Die zierliche, alte Dame ist ganz aufgeregt, wild fuchtelt sie mit den Armen, versucht sich artikulieren. Dann platzt es mit dünner, gebrechlicher Stimme aus ihr heraus. „Der hat die Mütze nicht auf“, ruft sie fast ein wenig erzürnt und zeigt auf einen kleinen Jungen, der gemeinsam mit 14 anderen Kleinkindern und deren Tagesmüttern vor ihr im Kreis sitzt und „O Tannenbaum „ singt. Und ja: Der 18 Monate alte Mats hat tatsächlich seine rote Weihnachtsmütze vom Kopf genommen, die kleine Nebensächlichkeit verunsichert die schwer demente Bewohnerin des Caritas-Seniorenheims St. Josef zutiefst.

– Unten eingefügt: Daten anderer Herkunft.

PR #1124, opened 2019-07-03
Add sourcelink repo

### LINKED ISSUE #1112: Add SourceLink repo

adaggarwal:
Fixes #1112


repos/dir.targets
```diff
@@ -372,6 +372,7 @@
       <_PackagesNotCreatedReason Include="^ There may have been a silent failure in the submodule build. To confirm, check the build log file for undetected errors that may have prevented package creation: $(RepoConsoleLogFile)" />
       <_PackagesNotCreatedReason Include="^ This error might be a false positive if $(RepositoryName) intentionally builds no nuget packages. If so, set the SkipEnsurePackagesCreated property to true in $(MSBuildProjectFullPath)" />
       <_PackagesNotCreatedReason Include="^ The 'bin' directory might be dirty from a previous build and the package files already existed. If so, perform a clean build, or check which packages were already in 'bin' by opening $(_PackageVersionPropsBackupPath)" />
+      <_PackagesNotCreatedReason Include="^ The packages may have been created in the artifacts. Check if that is the output packages path in $(MSBuildProjectFullPath)" />
```
dagood: I'm not sure what this message is saying... it isn't clear to me from the first sentence why it might be a bad thing that packages may have been created. Is this what it means?

```suggestion
      <_PackagesNotCreatedReason Include="^ The packages may have been written to an unexpected directory. For example, some repos used bin/ and changed to artifacts/ to match Arcade. Check PackagesOutput in $(MSBuildProjectFullPath) (currently '$(PackagesOutput)')" />
```

repos/known-good.proj
```diff
@@ -32,6 +32,7 @@
         <!-- Tier 1 -->
         <RepositoryReference Include="application-insights" />
         <RepositoryReference Include="aspnet-xdt" />
+        <RepositoryReference Include="sourcelink" />
```
dagood: Adding this to the all-up proj is fine to get it building, but to support building from other root project nodes I'd expect a reference from some other project, maybe the Arcade repo?

repos/sourcelink.proj
```diff
@@ -0,0 +1,57 @@
...
+    <OfficialBuildId>20190623.1</OfficialBuildId>
+
+    <BuildCommandArgs/>
+    <BuildCommandArgs>$(BuildCommandArgs) --pack</BuildCommandArgs>
+    <BuildCommandArgs>$(BuildCommandArgs) --configuration $(Configuration)</BuildCommandArgs>
+    <BuildCommandArgs>$(BuildCommandArgs) --binaryLog</BuildCommandArgs>
+    <BuildCommand>$(ProjectDirectory)build$(ShellExtension) $(BuildCommandArgs)</BuildCommand>
+
+    <GlobalJsonFile>$(ProjectDirectory)global.json</GlobalJsonFile>
+    <NuGetConfigFile>$(ProjectDirectory)/NuGet.config</NuGetConfigFile>
```
dagood: Redundant `/`? (By convention, MSBuild directory properties always already have a trailing directory separator.)

repos/sourcelink.proj
```diff
@@ -0,0 +1,57 @@
...
+    <!-- reset SDK location variables to use 3.0 SDK override -->
+    <EnvironmentVariables Remove="DOTNET_TOOL_DIR=$(DotNetCliToolDir)" />
+    <EnvironmentVariables Remove="DotNetCoreSdkDir=$(DotNetCliToolDir)" />
+    <EnvironmentVariables Remove="DotNetRoot=$(DotNetCliToolDir)" />
+    <EnvironmentVariables Remove="DotNetToolPath=$(DotNetCliToolDir)" />
+    <EnvironmentVariables Remove="DotNetTool=$(DotNetCliToolDir)dotnet" />
+    <EnvironmentVariables Remove="DOTNET_HOST_PATH=$(DotNetCliToolDir)dotnet" />
+    <EnvironmentVariables Remove="_InitializeDotNetCli=$(DotNetCliToolDir)" />
+
+    <EnvironmentVariables Include="DOTNET_TOOL_DIR=$(DotNet3CliToolDir)" />
```
dagood: The removes then includes look very brittle to me, I'd expect switching between CLIs to be implemented in `dir.props`/`dir.targets`. If this is copy-paste from an existing place it's implemented this way, though, maybe fixing this shouldn't block the PR.

repos/sourcelink.proj
```diff
@@ -0,0 +1,57 @@
+<?xml version="1.0" encoding="utf-8"?>
+<Project ToolsVersion="15.0" xmlns="http://schemas.microsoft.com/developer/msbuild/2003">
+  <PropertyGroup>
+    <PreferredHash>51310e65e75010467993f793e1739d1a1dad50c5</PreferredHash>
+    <SourceDirectory>sourcelink</SourceDirectory>
```
dagood: Doesn't `SourceDirectory` default to the proj name? I wouldn't expect to need a custom name here because there are no special characters.

repos/known-good.proj
adaggarwal: Actually sourcelink depends on Arcade and if I add it to arcade proj it might result in cyclic dependency. And that may become a problem. I think roslyn depends on it. But not sure about that.

repos/sourcelink.proj
adaggarwal: I think I got this from a merge update from the weekly sb update. I'll go ahead and fix this one.

repos/sourcelink.proj
adaggarwal: I utilized the source for sourcelink.proj from xdt.proj, if this seems redundant I can go ahead and remove this.

repos/known-good.proj
dagood: My assumption there was that the intention of adding sourcelink is to include it as a tool in the Arcade SDK, but I am lacking context. The dependency of `sourcelink.proj` on `arcade.proj` could be removed and the prebuilt/N-1 Arcade SDK used, AFAIK.

repos/sourcelink.proj
adaggarwal: I had it for consistency. I can try to remove it and see if it picks up without explicitly assigning it the value.

repos/sourcelink.proj
dagood: Ok, it doesn't appear redundant, just a fragile implementation. It would take some extra work to rework both places so I don't think it needs to be improved in this PR.

repos/known-good.proj
adaggarwal: I tried to remove it in the beginning. But then the build errors out saying that it was expecting arcade directory which it couldn't find. Later after adding arcade as a repoRef, the error vanished.

repos/sourcelink.proj
dagood: Here's some precedent for the default, FWIW:

https://github.com/dotnet/source-build/blob/3a522d7ee800df9a01bd9272445e21431c256eb8/repos/corefx.proj#L3-L7

https://github.com/dotnet/source-build/blob/3a522d7ee800df9a01bd9272445e21431c256eb8/repos/core-setup.proj#L3-L7

https://github.com/dotnet/source-build/blob/3a522d7ee800df9a01bd9272445e21431c256eb8/repos/arcade.proj#L3-L7

repos/known-good.proj
dagood: Maybe this was still in there, which tries to use a source-built Arcade SDK:

```
  <ItemGroup>
    <UseSourceBuiltSdkOverride Include="@(ArcadeSdkOverride)" />
  </ItemGroup>
```

Either way, no point in changing this without knowing the intended usage.

patches/sourcelink/0001-Exclude-test-projects.patch
```diff
@@ -0,0 +1,116 @@
+From 4a051438d29bd96ede45069031462522313ed1bc Mon Sep 17 00:00:00 2001
+From: adaggarwal <aditya.aggarwal@microsoft.com>
+Date: Tue, 2 Jul 2019 16:43:39 +0000
+Subject: [PATCH] Exclude test projects.
+Note: This patch is necessary in fixing arcade #3051 and awaiting uptake.
```
dagood: The phrasing makes me think the patch is needed to fix something in Arcade, but it's kind of the other way around. Maybe:

```suggestion
Note: This patch is necessary to work around https://github.com/dotnet/arcade/pull/3051. Removing this patch is awaiting uptake of a new Arcade version.
```

adaggarwal: Thanks for the suggestion.

repos/known-good.proj
dseefeld: If there are no repo references for this repo, I'm not sure why we're adding it.  It would be good to sync with @tmat, since he requested it, to understand what the intention is for this and get this worked out before merging this PR.

tmat: SourceLink should be referenced by all repos via Arcade SDK. Currently Arcade SDK references a [specific version](https://github.com/dotnet/arcade/blob/master/src/Microsoft.DotNet.Arcade.Sdk/tools/DefaultVersions.props#L93) of the package.

The package is referenced here: https://github.com/dotnet/arcade/blob/master/src/Microsoft.DotNet.Arcade.Sdk/tools/RepositoryInfo.targets#L7-L10 (currently excluded when building from source, a condition we want to remove).

I think we should flow SourceLink to Arcade like we do Roslyn compiler package, so that all repos get the latest SourceLink with Arcade update.

patches/sourcelink/0001-Exclude-test-projects.patch
```diff
@@ -0,0 +1,115 @@
+From 4a051438d29bd96ede45069031462522313ed1bc Mon Sep 17 00:00:00 2001
+From: adaggarwal <aditya.aggarwal@microsoft.com>
+Date: Tue, 2 Jul 2019 16:43:39 +0000
+Subject: [PATCH] Exclude test projects.
+
```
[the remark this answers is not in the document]
tmat: I'm not sure why this is needed. SourceLink uses the latest Arcade.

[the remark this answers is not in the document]
dagood: Sure, when SourceLink builds standalone and pulls its own Arcade SDK off the network, but source-build doesn't use the latest. (Or at least it didn't, as of writing.) This may also not be the latest SourceLink due to coherency issues, but maybe not since it's newly introduced.

This patch would be classified as a source-build infra issue.

repos/known-good.proj
crummel: I think Arcade uses a frozen version of Roslyn, do we want to do the same for SourceLink?  I do think it makes sense to flow it using a Version.Details.xml entry and subscription and everything instead, we'll have to make some Arcade changes for that.

tmat: Not sure what do you mean by "frozen". Arcade SDK captures the version of Roslyn that flows into Arcade repo here: https://github.com/dotnet/arcade/blob/master/src/Microsoft.DotNet.Arcade.Sdk/Microsoft.DotNet.Arcade.Sdk.csproj#L71, so that everyone using that Arcade SDK build gets that version.

we should do the same for SourceLink.

tmat: That means Arcade repo would subscribe for SourecLink updates.

crummel: There's no Roslyn in [Version.Details.xml](https://github.com/dotnet/arcade/blob/0c2c6f3121c2c1fa5a4391b72a4df13ddc9e9959/eng/Version.Details.xml) though, and the last few updates at least to that variable are manual PRs (like https://github.com/dotnet/arcade/pull/3146), how is it getting updates?

repos/sourcelink.proj
crummel: Yeah, at this point we should be defaulting to the 3.0 SDK and making the exception the 2.x one if it's still needed.  This should happen in a different PR, I logged https://github.com/dotnet/source-build/issues/1129 for this.

repos/known-good.proj
tmat: > how is it getting updates?

Apparently manually at this point. Seems like we are missing subscription of Arcade repo to some Roslyn channel.

tmat: Whether the update is manual or automatically flows is secondary. The important thing is that if it is updated it will flow to all repos where Arcade SDK flows.

dseefeld: > The package is referenced here: https://github.com/dotnet/arcade/blob/master/src/Microsoft.DotNet.Arcade.Sdk/tools/RepositoryInfo.targets#L7-L10 (currently excluded when building from source, ***a condition we want to remove***).

@tmat Does SourceLink require source-control?  I'm not clear about including SourceLink with source-build.  What will happen when we build offline and there is no source-control?

tmat: It does not require the full `.git` dir, just a couple of files that can be created by a script. See
https://github.com/dotnet/sourcelink/tree/master/docs#minimal-git-repository-metadata

crummel: Cool, I will add that as part of my daily build work.

repos/sourcelink.proj
crummel: Still have one extra slash here.

repos/sourcelink.proj
```diff
@@ -0,0 +1,58 @@
...
+    <PreferredHash>51310e65e75010467993f793e1739d1a1dad50c5</PreferredHash>
+  </PropertyGroup>
+
+  <Import Project="$([MSBuild]::GetDirectoryNameOfFileAbove($(MSBuildThisFileDirectory), dir.props))/dir.props" />
+
+  <PropertyGroup>
+    <OfficialBuildId>20190623.1</OfficialBuildId>
+
+    <BuildCommandArgs/>
+    <BuildCommandArgs>$(BuildCommandArgs) --pack</BuildCommandArgs>
```
crummel: CI looks like it's running into `-` vs `--` - you can use `$(FlagParameterPrefix)` instead.

repos/sourcelink.proj
```diff
@@ -0,0 +1,58 @@
...
+  </PropertyGroup>
+
+  <PropertyGroup>
+    <ArcadeBootstrapVersion Condition="'$(OfflineBuild)' == 'true'">1.0.0-dev</ArcadeBootstrapVersion>
+    <ArcadeBootstrapVersion Condition="'$(OfflineBuild)' != 'true'">1.0.0-beta.19306.12</ArcadeBootstrapVersion>
+  </PropertyGroup>
+
+  <ItemGroup>
+    <!-- bootstrap our version of Arcade using the version of Arcade that source-build retrieves.
+         This prevents getting into a dependency loop of Arcade needing Arcade to build and keeps us from having multiple prebuilt versions of Arcade.  -->
```
crummel: Comment is slightly off since it isn't Arcade trying to build Arcade here.

tools-local/init-build.proj
```diff
@@ -105,12 +105,10 @@
   <Target Name="ExtractToolPackage"
           DependsOnTargets="BuildTasks"
           Condition="'$(OfflineBuild)' == 'true'">
-          <Message Importance="High" Text="Arcversion ->> $(ArcadeSdkOverride.Version)    SBPackPath ->> $(SourceBuiltPackagesPath)" />
     <ItemGroup>
       <_ToolPackage
-        Condition="'%(ArcadeSdkOverride.Version)' != ''"
-        Include="$(SourceBuiltPackagesPath)%(ArcadeSdkOverride.Identity).%(ArcadeSdkOverride.Version).nupkg"
-        Exclude="$(SourceBuiltPackagesPath)%(ArcadeSdkOverride.Identity).%(ArcadeSdkOverride.Version).symbols.nupkg"
+        Include="$(SourceBuiltPackagesPath)%.1.0.0-dev.nupkg"
```
dseefeld: A couple of comments:
1. SourceBuildPackagesPath should be PrebuiltSourceBuiltPackagesPath, since this is a prebuilt from the previous source-build build.
2. You need the name of the package, and no "%".  Microsoft.DotNet.Arcade.Sdk.1.0.0-dev.nupkg

tools-local/init-build.proj
```diff
@@ -105,12 +105,10 @@
...
+        Exclude="$(SourceBuiltPackagesPath)%.1.0.0-dev.symbols.nupkg"
         Id="%(ArcadeSdkOverride.Identity)" />
```
dseefeld: ArcadeSdkOverride is not defined here.  You really don't need the Id property here at all.

tools-local/init-build.proj
```diff
@@ -105,12 +105,10 @@
...
     </ItemGroup>
```
dseefeld: For the ZipFileExtractToDirectory task, the destination should be "$(PackagesDir)microsoft.dotnet.arcade.sdk/1.0.0-dev/".

Also, I'm not sure you need the _ToolPackage property.  You could just specify the SourceArchive here.  "$(PrebuiltSourceBuiltPackagesPath)Microsoft.DotNet.Arcade.Sdk.1.0.0-dev.nupkg"

tools-local/init-build.proj
dseefeld: Also, once you get the tool package extracted to the packages dir, you'll need to update the SOURCE_BUILT_SDK  EnvironmentVariables in arcade.proj to not be conditional and you can also remove the "alternate-workaround-for-bootstrapping" patch from patches/arcade.

tools-local/init-build.proj
```diff
@@ -107,16 +107,15 @@
...
     <ZipFileExtractToDirectory SourceArchive="%(_ToolPackage.Identity)"
-                               DestinationDirectory="$(ToolPackageExtractDir)%(_ToolPackage.Id)\"
+                               DestinationDirectory="$(PackagesDir)microsoft.dotnet.arcade.sdk/1.0.0-dev/"
                                OverwriteDestination="true" />
     <ItemGroup>
-      <ExtractedToolFiles Include="$(ToolPackageExtractDir)%(_ToolPackage.Id)/**/*netcore*/*.dll" />
+      <ExtractedToolFiles Include="$(PackagesDir)microsoft.dotnet.arcade.sdk/1.0.0-dev/**/*netcore*/*.dll" />
     </ItemGroup>
 
     <Copy SourceFiles="@(ExtractedToolFiles)" DestinationFolder="$(ToolPackageExtractDir)/" />
```
adaggarwal: Is the destination folder correct?

crummel: `$(ToolPackageExtractDir)` is `Tools/source-built`, so I think you want the package name as well: `$(ToolPackageExtractDir)Microsoft.DotNet.Arcade.Sdk/`.  There might be some [RecursiveDir](https://blogs.msdn.microsoft.com/msbuild/2005/11/07/how-to-recursively-copy-files-using-the-copy-task/) trick you need to do if that doesn't look right.

dseefeld: I don't think the folder is correct.  I don't think we want $(ToolPackageExtractDir).  I think we want $(PackagesDir).  i.e. I think the destination should be "$(PackagesDir)microsoft.dotnet.arcade.sdk/1.0.0-dev/".

crummel: The `ZipFileExtractToDirectory` call has `DestinationDirectory="$(PackagesDir)microsoft.dotnet.arcade.sdk/1.0.0-dev/"` already though right?  We want it in both the package cache and the `source-built` folder, I think.

adaggarwal: In that case, won't source and destination become the same?

https://github.com/adaggarwal/source-build/blob/7cbbc77254f6928866a8e8b253530e01e5c56da9/tools-local/init-build.proj#L121

tools-local/init-build.proj
```diff
@@ -101,6 +102,21 @@
     <Message Importance="High" Text="[$([System.DateTime]::Now.ToString('HH:mm:ss.ff'))] Done packing reference-only packages." />
   </Target>
 
+
+  <Target Name="ExtractToolPackage"
+          DependsOnTargets="BuildTasks"
+          Condition="'$(OfflineBuild)' == 'true'">
+    <ItemGroup>
+      <_ToolPackage
+        Include="$(PrebuiltSourceBuiltPackagesPath)Microsoft.DotNet.Arcade.1.0.0-dev.nupkg"
```
crummel: Missing `.Sdk` - `Microsoft.DotNet.Arcade.Sdk`.

crummel: Should be `Microsoft.DotNet.Arcade.Sdk.1.0.0-dev.nupkg`.

dir.props
```diff
@@ -21,6 +21,7 @@
     <DotNet3CliToolDir>$(ProjectDir)Tools/dotnetcli3/</DotNet3CliToolDir>
     <PatchesDir>$(ProjectDir)patches/</PatchesDir>
     <PackagesDir>$(ProjectDir)packages/</PackagesDir>
+    <ArcadeBootstrapPackageDir>$(PackagesDir)ArcadeBootStrapPackage/</ArcadeBootstrapPackageDir>
```
dagood: \<nitpick> Standardize on `ArcadeBootstrapPackage` casing?

repos/dir.props
```diff
@@ -72,7 +72,7 @@
     <EnvironmentVariables Include="DOTNET_HOST_PATH=$(DotNetCliToolDir)dotnet" />
     <!-- _InitializeDotNetCli is used by websdk and templating to decide whether to init the SDK -->
     <EnvironmentVariables Include="_InitializeDotNetCli=$(DotNetCliToolDir)" />
-    <EnvironmentVariables Include="_InitializeToolset=$(ProjectDir)Tools/source-built/Microsoft.DotNet.Arcade.Sdk/tools/Build.proj" Condition="'$(RepositoryName)' != 'arcade'" />
+    <EnvironmentVariables Include="_InitializeToolset=$(ProjectDir)Tools/source-built/Microsoft.DotNet.Arcade.Sdk/tools/Build.proj" Condition="'$(RepositoryName)' != 'arcade' AND '$(RepositoryName)' != 'sourcelink'" />
```
dagood: I don't think the `dir.props` should condition on repo names... seems like it should use a property name focused on the intent that `proj` files can set. When I see this, it seems analogous to having this in a base class:

```C#
if (!(foo is Arcade) && !(foo is SourceLink)) { addEnv(...); }
```

Looks like this is existing (so I suppose non-blocking) but something to consider.

repos/sourcelink.proj
```diff
@@ -0,0 +1,63 @@
...
+
+    <GlobalJsonFile>$(ProjectDirectory)global.json</GlobalJsonFile>
+    <NuGetConfigFile>$(ProjectDirectory)NuGet.config</NuGetConfigFile>
+    <LogVerbosityOptOut>true</LogVerbosityOptOut>
+    <OutputPlacementRepoApiImplemented>false</OutputPlacementRepoApiImplemented>
+    <PackagesOutput>$(ProjectDirectory)artifacts/packages/$(Configuration)/Shipping/</PackagesOutput>
+  </PropertyGroup>
+
+  <PropertyGroup Condition="'$(OfflineBuild)' != 'true'">
+    <ArcadeBootstrapVersion>1.0.0-beta.19359.6</ArcadeBootstrapVersion>
```
dagood: Having this specific version hard-coded makes me concerned for maintenance, is there any way to get it into `Versions.props` or grab it from `global.json` or something like that?

tools-local/init-build.proj
dseefeld: I think the second part of this comment still applies.  I don't think you need the _ToolPackage property.

adaggarwal:
@crummel Is the windows production not passing due to preview 7 pull? Any thoughts?

crummel:
Ah, my bad.  The Windows build.cmd needs to be updated with something similar to https://github.com/dotnet/source-build/pull/1124/files#diff-0b83f9dedf40d7356e5ca147a077acb4R8.

adaggarwal:
Will I need to change update sourcelink version as well? [preview 7 update versions](https://github.com/dotnet/source-build/pull/1159#issuecomment-516135170)
@crummel

crummel:
No, I think we can leave SourceLink at this version for now.  We still have SourceLink turned off in all the repos, that'll be what we can fix next.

Mats´ Tagesmutter Anna Molitor weiß das, legt kurz ihre Gitarre aus der Hand und setzt ihm die Kopfbedeckung wieder auf. Gabi Hühne, Leiterin des sozialen Dienstes im Seniorenheim, streicht der alten Frau beruhigend über die Schulter. „Alles ist gut“, flüstert sie und lächelt. Währenddessen haben die Kinder schon mit dem nächsten Adventslied begonnen, „Stern über Betlehem.“
Viele Senioren kennen die Weihnachtslieder auswendig
Oh ja, das sei schön, schwärmt eine andere weißhaarige Frau und klatscht aufgeregt in ihre faltigen Hände. Und die 91-jährige Else Krus winkt dankend ab, als Gabi Hühne die Liederbücher mit den Texten an die Senioren verteilt. „Ich kenne doch alle Texte in- und auswendig“, erklärt sie augenzwinkernd und singt fröhlich mit, „Ich war doch früher auch Erzieherin.“
Viele Bewohner sind verwirrt oder dement
Die 16 Monate alte Cara beobachtet die alte Dame sehr genau, ihre großen Augen schauen interessiert, neugierig, ihr Mund steht halboffen. Zwillingsschwester Leni hat sich an Tagesmutter Clarissa Freudewald gekuschelt, das gibt dem kleinen Mädchen ein Gefühl von Sicherheit – so umringt von den vielen alten Menschen. Viele davon sitzen im Rollstuhl, nur wenige sind tatsächlich noch in der Lage zu interagieren, manche starren vor sich hin oder schauen verwirrt umher, eine Frau hat die Augen geschlossen. „Guck mal, die da schläft“, ruft Benedikt, der mit fast drei Jahren schon zu den Großen der Kleine gehört, dann reibt er sich die Augen, „Ich bin auch ganz müde.“ Während die ersten Gitarrenakkorde zu „Schneeglöckchen, Weißröckchen““ erklingen, fängt Nathan an, mit seinen Füßchen zu stampfen und Raphael macht es sofort nach. Dann kichern die beiden kleinen Jungs.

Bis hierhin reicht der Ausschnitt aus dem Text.